燭火昏黃搖曳,將禪房內相擁的身影拉長投於斑駁牆壁。

趙志敬手臂環住黃蓉纖細腰肢,掌心下隔著衣料傳來少女溫熱的體溫。

黃蓉側臉貼在他胸前,呼吸間清淺的馨香縈繞鼻尖——是桃花島特有的冷梅香混著少女體膚的暖甜,似有還無,卻絲絲縷縷鑽入心扉。

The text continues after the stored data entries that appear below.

PR #10529, opened 2024-07-02
[EM] Move prefetch in reset into the end of the iteration.

trivialfis:
This helps make the prefetching continuous through multiple iterations. The reset function is called at the beginning of an iteration, which as the name suggests, resets the data fetching process. However, this adds one additional fetch at the beginning, and the use of the first batch must wait for this fetch. This PR makes the last iteration responsible for fetching the first batch of the data while the last iteration is still being run, as a result, the DMatrix will be ready when it's iterated again. The result is if we set the number of prefetched batches to 1, the computation and memory copy can be performed in lockstep.

The difficulty is in supporting multiple use cases. For hist, the source doesn't need to be kept in sync after the initial cache build, but it is required before the build. For approx, the source is always synced.


trivialfis:
cc @rongou

rongou (approved):

PR #10534, opened 2024-07-02
Federated plugin for histogram.

trivialfis:
Rebased version https://github.com/dmlc/xgboost/pull/10410 . After all the extracted PRs, this PR:
- Split up the histogram builder into policies, one for normal build, and another for encrypted build.
- Each policy is responsible for both sample split and column split.
- Federated learning without encryption is handled by the normal build.


trivialfis:
cc @rongou This is ready for review now.

rongou (approved):

PR #10538, opened 2024-07-03
Cache GPU histogram kernel configuration.

trivialfis:
API calls like `cudaFuncSetAttribute` can be blocked by memory transfer. This PR caches the configured kernels.

Only the first call to reset is necessary since the feature group is only initialized once. I keep the change simple and let GPU hist call histogram reset once per iteration to align with other member variables.

Will merge the quantizer and feature group into it in the future.


trivialfis:
Apologies for the slow reply lately. Will get to this ASAP.

hcho3 (approved):

PR #12049, opened 2026-02-27
More quantile refactoring

RAMitchell:


RAMitchell:
After benchmarking, I think the performance reduction of around 50% is too high, so I will just refactor instead and we can remove if/when approx gets removed.

PR #12054, opened 2026-03-02
Simplify quantile sketch internals

RAMitchell:


src/common/quantile.h
```diff
@@ -366,12 +401,44 @@ struct Queue {
...
+  WQSummaryContainer(WQSummaryContainer &&src) noexcept
+      : WQSummary<>(Span<WQSummary<>::Entry>{}, 0), space{std::move(src.space)} {
+    this->data = {dmlc::BeginPtr(this->space), this->space.size()};
     this->current_elements = src.current_elements;
+    src.current_elements = 0;
+    src.data = Span<WQSummary<>::Entry>{};
   }
-  WQSummaryContainer() : WQSummary<>(Span<WQSummary<>::Entry>{}, 0) {}
+
+  WQSummaryContainer &operator=(WQSummaryContainer const &src) {
```
trivialfis: Is the copy used in non-test code? Skimming through the code, I saw a right value assignment, but haven't found copying yet.

RAMitchell: Thanks, yeah it can be removed.

PR #12055, opened 2026-03-02
Make linux packaging easier

bkmgit:
- Enable use of system dmlc see https://docs.fedoraproject.org/en-US/packaging-guidelines/#bundling
- Add soname to shared library see https://docs.fedoraproject.org/en-US/packaging-guidelines/#_shared_libraries

### DIFF
--- a/.github/workflows/main.yml
+++ b/.github/workflows/main.yml
@@ -480,7 +480,7 @@ jobs:
             --train --model-path cross_platform_model.ubj
       - name: Upload cross-platform model artifact
         if: matrix.cuda_version == 12 && matrix.suite == 'gpu'
-        uses: actions/upload-artifact@v6.0.0
+        uses: actions/upload-artifact@v7.0.0
         with:
           name: cross-platform-model
           path: cross_platform_model.ubj
@@ -563,7 +563,7 @@ jobs:
         run: |
           python -m pip install -vvv wheelhouse/*.whl
       - name: Upload wheel artifact
-        uses: actions/upload-artifact@v6.0.0
+        uses: actions/upload-artifact@v7.0.0
         with:
           name: python-wheel-${{ matrix.platform_id }}
           path: wheelhouse/*.whl
@@ -602,7 +602,7 @@ jobs:
           environment-file: ops/conda_env/minimal.yml
       - run: conda install scikit-learn numpy -y
       - name: Download macOS wheel artifact
-        uses: actions/download-artifact@v7.0.0
+        uses: actions/download-artifact@v8.0.0
         with:
           name: python-wheel-${{ matrix.platform_id }}
           path: wheelhouse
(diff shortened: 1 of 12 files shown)


trivialfis:
I understand that distributions frown upon submodules, but the coupling between XGBoost and dmlc core is tie at the moment. We bump dmlc to fix issues there. Are you quite sure using a system one is desirable?

bkmgit:
Yes, this is ok. Both can be upgraded at the same time.

trivialfis:
ref https://github.com/dmlc/dmlc-core/pull/720

I will wait for @hcho3 with the dmlc PR.

CMakeLists.txt
```diff
@@ -379,6 +390,9 @@ if(BUILD_STATIC_LIB)
   add_library(xgboost STATIC)
 else()
   add_library(xgboost SHARED)
+  set_target_properties(xgboost PROPERTIES
```
trivialfis, line 394: Why is this necessary?

CMakeLists.txt
```diff
@@ -388,11 +402,16 @@ target_include_directories(xgboost
 #-- End shared library
 
 # Common setup for all targets
-foreach(target xgboost objxgboost dmlc)
+foreach(target xgboost objxgboost)
   xgboost_target_properties(${target})
   xgboost_target_link_libraries(${target})
   xgboost_target_defs(${target})
 endforeach()
+if(NOT BUILD_WTIH_DMLC_SYSTEM)
```
trivialfis: Why is this needed, what's changed?

CMakeLists.txt
```diff
@@ -54,6 +54,7 @@ option(BUILD_STATIC_LIB "Build static library" OFF)
 option(BUILD_DEPRECATED_CLI "Build the deprecated command line interface" OFF)
 option(FORCE_SHARED_CRT "Build with dynamic CRT on Windows (/MD)" OFF)
 option(BUILD_WITH_GIT_HASH "Add a short git hash to the build info." OFF)
+option(BUILD_WITH_DMLC_SYSTEM "Use system package for dmlc." OFF)
```
trivialfis: maybe `SYSTEM_DMLC` seems better?

CMakeLists.txt
chyunsu3: This adds versioning to *.so files. See https://docs.fedoraproject.org/en-US/packaging-guidelines/#_shared_libraries

CMakeLists.txt
bkmgit: DMLC does not need to be built and installed if it is already on the system and the system version is used.

CMakeLists.txt
bkmgit: Done.

trivialfis:
The GHA test is being throttled by GH?

Issue #7693, opened 2022-02-22
[RFC] Exposing objectives and metrics as part of the API.


trivialfis:
This is for discussion about whether should we expose our internal objective functions to high-level API.  From a Python user's perspective, the functionality would look like what's in sklearn except that it will be a class instead of a function:

``` python
from xgboost.objective import PseudoHuber
import xgboost

xgboost.XGBRegressor(objective=PseudoHuber(delta=10.0), tree_method="hist")
```

when the parameter is not needed (`delta=10.0` in above), one can continue to use the old string representation.

# Motivation
As we are having more and more objectives and metrics, the current approach of using only string names is becoming cumbersome since each of these objectives might have its own hyper-parameter, examples are the [fair xgboost](https://github.com/dmlc/xgboost/pull/7640) we have been working on, also the pseudo-Huber that we need to improve by introducing the slope.  Other examples are https://github.com/dmlc/xgboost/issues/5859 which can have multiple distributions to select from.

Aside from exposing the internal objects, we are also helping others who want to define their own custom objectives.  Currently, we only accept callable as custom objective, which is not sufficient for many cases since the objective also decides the link function and the number of output targets.  If we have a class interface we can help our users to simplify their custom objective functions.

# Other things we might need to explore

We might add more features to the objective in the future, for instance, each objective might have the ability to modify tree leaves after each iteration.  Features like this can help mitigate the effect of zero hessian objectives like MAE.  Can we expose this to custom objectives too?  Also, how do we make sure this restructure plan nicely with 3-party tools like hyper-parameter optimization libraries? Lastly, due to the current objective being an internal structure, even if we expose them to users we might not want to state its stability for a reasonabe period of time.

Kodiologist:
That makes sense to me. Objectives can require a fair amount of customization.

hcho3:
It looks like a natural way to configure parameters for metrics.

trivialfis:
Hi @ExpandingMan , would be great if you can provide some inputs for this proposal. ;-)

ExpandingMan:
My main concern in regard to the Julia wrapper is what this will look like in the C API.  Adding new data structures has the potential to add a lot of complexity for wrappers.

A lot of configuration arguments in the C API currently use JSONs.  Something similar should be pretty straightforward for wrappers to accommodate, but we should also consider how the wrappers are ultimately going to expose this to users.

[...]

PR #12059, opened 2026-03-03
Expose objective functions to the Python interface.

trivialfis:
Ref https://github.com/dmlc/xgboost/issues/7693 https://github.com/dmlc/xgboost/issues/9043

- Expose all objective functions to the Python interface.
- No change in the `Learner` yet. My plan is to make an independent C API to create objectives with the `split_grad` customization. This will have to wait until the plan is clear.
- Metrics are not exposed. I'm focusing on getting vector-leaf to work with built-in objectives.
- Remove the `TreeObjective`, since the linear model is now deprecated.
- `cv` function is not supported yet.
- Naming of the parameters are described in the referenced issue 

I named the classes `RegSquaredError` instead of `SquaredError` to maintain consistency with the C++ naming. But I'm open to suggestions.

### DIFF
--- a/python-package/xgboost/core.py
+++ b/python-package/xgboost/core.py
@@ -87,7 +87,7 @@ from .compat import (
     is_pyarrow_available,
     py_str,
 )
-from .objective import Objective, _grad_arrinf, _stringify
+from .objective import Objective, _BuiltInObjective, _grad_arrinf, _stringify
 
 if TYPE_CHECKING:
     from pandas import DataFrame as PdDataFrame
@@ -2196,7 +2196,7 @@ class Booster:
             raise TypeError(f"Invalid training matrix: {type(dtrain).__name__}")
         self._assign_dmatrix_features(dtrain)
 
-        if fobj is None:
+        if fobj is None or isinstance(fobj, _BuiltInObjective):
             _check_call(
                 _LIB.XGBoosterUpdateOneIter(
                     self.handle, ctypes.c_int(iteration), dtrain.handle
--- a/python-package/xgboost/core.py
+++ b/python-package/xgboost/core.py
@@ -87,7 +87,7 @@ from .compat import (
     is_pyarrow_available,
     py_str,
 )
-from .objective import Objective, TreeObjective, _grad_arrinf
+from .objective import Objective, _grad_arrinf
 
 if TYPE_CHECKING:
     from pandas import DataFrame as PdDataFrame
@@ -2280,21 +2280,14 @@ class Booster:
         vgrad: Optional[ArrayLike]
         vhess: Optional[ArrayLike]
 
-        if isinstance(fobj, TreeObjective):
-            # full gradient for leaf values
+        if isinstance(fobj, Objective):
             vgrad, vhess = fobj(iteration, y_pred, dtrain)
-            # Reduced gradient for split nodes
             split_grad = fobj.split_grad(iteration, vgrad, vhess)
-            # Switch the role of gradient if there's no split gradient but the tree
-            # objective is used.
             if split_grad is not None:
                 sgrad, shess = split_grad
             else:
                 sgrad, shess = vgrad, vhess
                 vgrad, vhess = None, None
-        elif isinstance(fobj, Objective):
-            sgrad, shess = fobj(iteration, y_pred, dtrain)
-            vgrad, vhess = None, None
         else:
             # Plain callable
             sgrad, shess = fobj(y_pred, dtrain)
--- a/python-package/xgboost/core.py
+++ b/python-package/xgboost/core.py
@@ -87,7 +87,7 @@ from .compat import (
     is_pyarrow_available,
     py_str,
 )
-from .objective import Objective, _grad_arrinf
+from .objective import Objective, _grad_arrinf, _stringify
 
 if TYPE_CHECKING:
     from pandas import DataFrame as PdDataFrame
@@ -2162,13 +2162,11 @@ class Booster:
         elif isinstance(params, str) and value is not None:
             params = [(params, value)]
         for key, val in cast(Iterable[Tuple[str, str]], params):
-            if isinstance(val, np.ndarray):
-                val = val.tolist()
-            elif hasattr(val, "__cuda_array_interface__") and hasattr(val, "tolist"):
-                val = val.tolist()
             if val is not None:
                 _check_call(
-                    _LIB.XGBoosterSetParam(self.handle, c_str(key), c_str(str(val)))
+                    _LIB.XGBoosterSetParam(
+                        self.handle, c_str(key), c_str(_stringify(val))
+                    )
                 )
 
     def update(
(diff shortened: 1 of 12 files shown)


RAMitchell (commented):
Exposing objectives is great - but the split gradient method doesn't make sense to me. It implies that you would want a different method of approximating gradients for each objective type, but it seems the same techniques apply (SVD, random projection).

trivialfis:
The alternative is an independent reducer as sketch boost, which I did took during initial implementation.

My final choice of using the objective as the vehicle to deliver the feature as I saw the technique as using different loss functions for split and leaf values, instead of using the same loss with dimension reduction applied on the gradient. This view was briefly mentioned in the document. The split loss may or may not be derived from dimension reduction techniques.

I'm open to change if the view is considered not productive. The interface is marked as wip, we can change.

Then, it's not difficult to compose either, just define a reducer with the `split_grad` as a mixin for your objective class.

RAMitchell:
> My final choice of using the objective as the vehicle to deliver the feature as I saw the technique as using different loss functions for split and leaf values, instead of using the same loss with dimension reduction applied on the gradient. This view was briefly mentioned in the document. The split loss may or may not be derived from dimension reduction techniques.

Do you have an example or reference for this?

If you want I can help implement a simple random projection then we have just one parameter.

trivialfis:
> Do you have an example or reference for this?

It's a perspective. You can **see** the gradient derived from dimension reduction as a different loss gradient: $\partial L_{split}$, $\partial L_{leaf}$, there's no need to put a strict link between them that says dimension reduction must be employed to obtain one from the other. To come up with a simple example for this [demo](https://github.com/dmlc/xgboost/blob/a1e4e74ba8d0d6c18dad58e7745177777a1538ce/demo/guide-python/multioutput_reduced_gradient.py#L28):
``` python
class LsObjSum(LsObjMean):
    def __init__(self, device: str) -> None:
        super().__init__(device=device)

    def __call__(
        self, iteration: int, y_pred: np.ndarray, dtrain: xgb.DMatrix
    ) -> Tuple[np.ndarray, np.ndarray]:
        self.dtrain = dtrain
        self.y_pred = y_pred
        return super().__call__(iteration, y_pred, dtrain)
    def split_grad(
        self, iteration: int, grad: np.ndarray, hess: np.ndarray
    ) -> Tuple[np.ndarray, np.ndarray]:
       # Derive the gradient from the mean of the output values instead of using the mean of the gradient
        y = self.dtrain.get_label()
        y_pred = self.y_pred
        y_mean = np.mean(y, axis=1)
        p_mean = np.mean(y_pred, axis=1)
        grad = p_mean - y_mean
        hess = np.ones(grad.shape)
        return grad, hess
```

> If you want I can help implement a simple random projection then we have just one parameter.

I'm not sure I want to make random projection the only choice, even if I drop the `split_grad` view. That seems like an unnecessary restriction, out of so many reduction techniques out there. I don't think this simplifies or enhances XGBoost.

trivialfis:
I reverted the changes for the vector-leaf. This PR now only handles exposing the objective functions.

RAMitchell:
This split gradient above is always an underestimate of split gain due to this inequality
image

Random projection is unbiased and will converge in expection, always, for every loss. Doesn't it just solve the problem?

trivialfis:
> This split gradient above is always an underestimate of split gain due to this inequality

It's just an example that one can see the gradient this way.

> Random projection is unbiased and will converge in expection, always, for every loss. Doesn't it just solve the problem?

It's certainly one of the candidates. But my point is, why put in this restriction?

trivialfis:
@RAMitchell I have reverted all changes related to the `split_grad`, this PR now only handles exposing the objective. Please help take another look when you are available. Some notes have been added to the PR description.

python-package/xgboost/testing/objective.py
```diff
@@ -0,0 +1,280 @@
...
+from .data import get_cancer
+from .utils import Device
+
+
+def check_train_regression_objectives(device: Device) -> None:
+    """Test training with regression objective classes."""
+    X, y, _ = make_regression(100, 5, use_cupy=device == "cuda")
+    dm = DMatrix(X, label=y)
+
+    for obj_inst, obj_name in [
```
RAMitchell, line 48: I guess we can't use pytest parameterize with this organisation of tests?

In legate-boost I had parameterisation over device and objectives.

python-package/xgboost/testing/objective.py
```diff
@@ -0,0 +1,280 @@
...
+        (RankPairwise(), "rank:pairwise"),
+        (RankMAP(), "rank:map"),
+    ]:
+        bst = train({"device": device}, dm, num_boost_round=5, obj=obj_inst)
+        cfg = json.loads(bst.save_config())
+        assert cfg["learner"]["objective"]["name"] == obj_name
+        assert obj_inst.name == obj_name
+
+
+def check_equivalence(device: Device) -> None:
```
RAMitchell: Would be nice to see this parameterised over objectives.

python-package/xgboost/core.py
```diff
@@ -2280,21 +2278,14 @@ def train_one_iter(grad: NumpyOrCupy, hess: NumpyOrCupy) -> None:
         vgrad: Optional[ArrayLike]
```
RAMitchell, line 2278: Just curious what the latency differences between using the python interface or internal. One possible simplification could be to always use the python, there is just one code path.

RAMitchell (approved):
LGTM. I assume documentation comes at a later stage? We will probably have to render all the math formulas in the docs.

python-package/xgboost/testing/objective.py
trivialfis: There are a couple of options, like parametrization, pytest subtests, or a simple loop. I don't have a strong preference for this specific test, as it's unlikely we need to isolate the tests to reproduce the issues. If one of them fails, all of the objectives should fail.

python-package/xgboost/core.py
trivialfis: The internal assumes split gradient must be available, and only does an extra leaf value computation at the end of iteration if there's an extra leaf value gradient. This is easy to implement as we only need one extra step.

But that's not intuitive to users since the algorithm creates an extra "split gradient", at least that's the mental model. So, the interface assumes a value gradient is available, as in normal gradient boosting. The assumption is switched here.

trivialfis:
> We will probably have to render all the math formulas in the docs.

I'm thinking if it's possible to reuse the document instead of copying and pasting it into Python files.

python-package/xgboost/testing/objective.py
trivialfis: Done.

python-package/xgboost/core.py
trivialfis: I misread the original question. There's no difference in latency, it's just setting parameter. Yes, I think a single code path would be super nice.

趙志敬喉結微動,只覺那香氣如無形小鉤,撩得他胸腔裡某處隱秘角落“微微一蕩”。

黃蓉的指尖無意識劃過他道袍前襟,冰涼的綢緞下,趙志敬能清晰感受到她指腹柔軟如初綻花瓣的觸感。

她髮間一縷青絲蹭過他下頜,癢意順著脖頸蔓延至脊椎,激得他手臂肌肉倏然繃緊,卻又在下一刻強迫自己放鬆——此刻懷中是桃花島最精明的明珠,稍露破綻便會驚走獵物。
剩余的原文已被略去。